Would you restate, exactly as they appear, the lines from the one containing "IMO, since we" through the end of the data below?

Dataset entries
------------------------------------
PR #1062, opened 2025-04-27
fix: move nodeclaim check to right place

cvvz:
**Reason for Change**:

The PR mainly did two things:
1. move nodeclaim check to right place. After creating nodeclaim, we should check the status in following reconcile, rather than polling to check the status. 
2. Fix a bug: This code `return reconcile.Result{Requeue: false}, err` actually cant stop reconciliation, because when error is not nil, the `reconcile.Result{Requeue: false}` will be ignored. We should use `reconcile.TerminalError`
**Requirements**

**Issue Fixed**:

**Notes for Reviewers**:


Fei-Guo:
Nice clean up. Fix UT please.

zhuangqh (approved):

cvvz:
IMO, since we have `CheckNodeClaimStatus` in `WaitForPendingNodeClaims`, there is no need to `CheckNodeClaimStatus` in `CreateNodeClaim`. Should we deleted the `CheckNodeClaimStatus` in `CreateNodeClaim`. cc @zhuangqh  @Fei-Guo

zhuangqh:
Oh I see. you mean `WorkspaceReconciler.CreateNodeClaim` not this [CreateNodeClaim](https://github.com/kaito-project/kaito/blob/main/pkg/utils/nodeclaim/nodeclaim.go#L244).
------------------------------------
=== Written answer ===
IMO, since we have `CheckNodeClaimStatus` in `WaitForPendingNodeClaims`, there is no need to `CheckNodeClaimStatus` in `CreateNodeClaim`. Should we deleted the `CheckNodeClaimStatus` in `CreateNodeClaim`. cc @zhuangqh  @Fei-Guo

zhuangqh:
Oh I see. you mean `WorkspaceReconciler.CreateNodeClaim` not this [CreateNodeClaim](https://github.com/kaito-project/kaito/blob/main/pkg/utils/nodeclaim/nodeclaim.go#L244).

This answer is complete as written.